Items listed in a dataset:
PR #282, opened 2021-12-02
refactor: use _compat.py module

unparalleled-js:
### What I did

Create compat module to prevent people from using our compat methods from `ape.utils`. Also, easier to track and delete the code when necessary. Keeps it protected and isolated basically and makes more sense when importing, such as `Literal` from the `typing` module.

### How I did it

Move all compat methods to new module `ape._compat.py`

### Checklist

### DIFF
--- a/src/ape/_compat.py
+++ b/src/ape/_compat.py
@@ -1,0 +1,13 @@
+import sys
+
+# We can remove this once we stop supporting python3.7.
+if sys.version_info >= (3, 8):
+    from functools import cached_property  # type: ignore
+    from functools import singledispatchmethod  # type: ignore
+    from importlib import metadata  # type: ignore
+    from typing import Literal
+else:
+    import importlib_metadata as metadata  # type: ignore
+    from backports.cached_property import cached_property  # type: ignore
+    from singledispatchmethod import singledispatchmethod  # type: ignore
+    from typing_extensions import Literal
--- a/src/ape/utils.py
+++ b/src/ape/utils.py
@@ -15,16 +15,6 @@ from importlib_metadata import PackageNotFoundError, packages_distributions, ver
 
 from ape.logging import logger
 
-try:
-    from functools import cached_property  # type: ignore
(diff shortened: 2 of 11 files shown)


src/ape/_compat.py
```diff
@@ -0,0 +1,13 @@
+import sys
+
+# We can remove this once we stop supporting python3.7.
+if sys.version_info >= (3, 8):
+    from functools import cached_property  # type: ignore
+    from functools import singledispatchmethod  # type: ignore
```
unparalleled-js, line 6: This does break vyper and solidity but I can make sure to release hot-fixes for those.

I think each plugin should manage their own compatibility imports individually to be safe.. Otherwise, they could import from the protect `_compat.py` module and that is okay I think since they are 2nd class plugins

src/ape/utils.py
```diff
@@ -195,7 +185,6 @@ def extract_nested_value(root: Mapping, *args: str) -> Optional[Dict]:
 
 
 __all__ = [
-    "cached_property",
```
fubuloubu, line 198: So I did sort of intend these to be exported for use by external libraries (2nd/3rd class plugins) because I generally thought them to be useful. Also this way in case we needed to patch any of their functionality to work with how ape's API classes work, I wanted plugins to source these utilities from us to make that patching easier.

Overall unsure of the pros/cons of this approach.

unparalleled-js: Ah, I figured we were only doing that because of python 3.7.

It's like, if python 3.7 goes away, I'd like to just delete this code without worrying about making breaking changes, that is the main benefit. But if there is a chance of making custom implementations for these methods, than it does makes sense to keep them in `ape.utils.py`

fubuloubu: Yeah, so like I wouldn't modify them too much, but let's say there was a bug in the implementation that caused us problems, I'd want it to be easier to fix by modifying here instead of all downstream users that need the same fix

Work to be completed: The answer must reproduce all of the entries exactly.

Worked solution:
PR #282, opened 2021-12-02
refactor: use _compat.py module

unparalleled-js:
### What I did

Create compat module to prevent people from using our compat methods from `ape.utils`. Also, easier to track and delete the code when necessary. Keeps it protected and isolated basically and makes more sense when importing, such as `Literal` from the `typing` module.

### How I did it

Move all compat methods to new module `ape._compat.py`

### Checklist

### DIFF
--- a/src/ape/_compat.py
+++ b/src/ape/_compat.py
@@ -1,0 +1,13 @@
+import sys
+
+# We can remove this once we stop supporting python3.7.
+if sys.version_info >= (3, 8):
+    from functools import cached_property  # type: ignore
+    from functools import singledispatchmethod  # type: ignore
+    from importlib import metadata  # type: ignore
+    from typing import Literal
+else:
+    import importlib_metadata as metadata  # type: ignore
+    from backports.cached_property import cached_property  # type: ignore
+    from singledispatchmethod import singledispatchmethod  # type: ignore
+    from typing_extensions import Literal
--- a/src/ape/utils.py
+++ b/src/ape/utils.py
@@ -15,16 +15,6 @@ from importlib_metadata import PackageNotFoundError, packages_distributions, ver
 
 from ape.logging import logger
 
-try:
-    from functools import cached_property  # type: ignore
(diff shortened: 2 of 11 files shown)


src/ape/_compat.py
```diff
@@ -0,0 +1,13 @@
+import sys
+
+# We can remove this once we stop supporting python3.7.
+if sys.version_info >= (3, 8):
+    from functools import cached_property  # type: ignore
+    from functools import singledispatchmethod  # type: ignore
```
unparalleled-js, line 6: This does break vyper and solidity but I can make sure to release hot-fixes for those.

I think each plugin should manage their own compatibility imports individually to be safe.. Otherwise, they could import from the protect `_compat.py` module and that is okay I think since they are 2nd class plugins

src/ape/utils.py
```diff
@@ -195,7 +185,6 @@ def extract_nested_value(root: Mapping, *args: str) -> Optional[Dict]:
 
 
 __all__ = [
-    "cached_property",
```
fubuloubu, line 198: So I did sort of intend these to be exported for use by external libraries (2nd/3rd class plugins) because I generally thought them to be useful. Also this way in case we needed to patch any of their functionality to work with how ape's API classes work, I wanted plugins to source these utilities from us to make that patching easier.

Overall unsure of the pros/cons of this approach.

unparalleled-js: Ah, I figured we were only doing that because of python 3.7.

It's like, if python 3.7 goes away, I'd like to just delete this code without worrying about making breaking changes, that is the main benefit. But if there is a chance of making custom implementations for these methods, than it does makes sense to keep them in `ape.utils.py`

fubuloubu: Yeah, so like I wouldn't modify them too much, but let's say there was a bug in the implementation that caused us problems, I'd want it to be easier to fix by modifying here instead of all downstream users that need the same fix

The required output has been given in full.